Simultaneously read multiple Datasets into an Xarray-Beam pipeline

Question

Simultaneously read multiple Datasets into an Xarray-Beam pipeline

shoyer opened this issue 2 years ago · 2 comments

It is relatively common to need to load multiple xarray.Dataset objects, e.g., to compare two different models.

This currently can be done by loading data with separate calls to xbeam.DatasetToChunks, and by joining together the result with beam.CoGroupBykey. This works but is rather inefficient, involving an extra write of the data to disk.

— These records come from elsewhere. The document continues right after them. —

PR #265, opened 2022-12-10
Fix formatting in poddisruptionbudget.md

triangularcover:

Fixes #

### DIFF
--- a/website/docs/poddisruptionbudget.md
+++ b/website/docs/poddisruptionbudget.md
@@ -6,7 +6,9 @@ title: Pod Disruption Budget
 # Pod Disruption Budget
 
 ## Description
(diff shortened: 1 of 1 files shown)


maxsmythe (commented):
Thanks for the PR! I think this change would get clobbered the next time we generated website docs.

@nilekhc any breadcrumbs for how to fix the formatting of the generated docs?

nilekhc:
> Thanks for the PR! I think this change would get clobbered the next time we generated website docs.
> 
> @nilekhc any breadcrumbs for how to fix the formatting of the generated docs?

This is being read from the description annotation of CT. We need to see if we can preserve that formatting here - https://github.com/open-policy-agent/gatekeeper-library/blob/0a8f69f51a396790e4d6c7b0346b1565b107c15b/scripts/website/generate.go#L132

Ideally we could load the data in a single beam transform instead, e.g., xbeam.DatasetToChunks([ds1, ds2], chunks) would return a PCollection with elements of type tuple[xbeam.Key, tuple[xarray.Dataset, xarray.Dataset]].

CC @alxmrs

Answer 1 · 2022-12-15T02:45:01.000Z

I'm looking into this now.

I have a design question, though: What is the best PCollection interface? tuple[xbeam.Key, tuple[xarray.Dataset, xarray.Dataset]] or tuple[xbeam.Key, xarray.Dataset, xarray.Dataset]? I have a slight preference for the latter (and, this implementation would not be so bad). This version also seems fairly natural for operations like beam.MapTuple() (can handle n-ary tuples) and beam.GroupByKey() (will just use the first value in the tuple). It feels more zen to me, too. :)

WDYT?

Answer 2 · 2022-12-15T03:29:03.000Z

A small update -- the former does seem to offer a better typing story (python/typing#180), I now am leaning that way.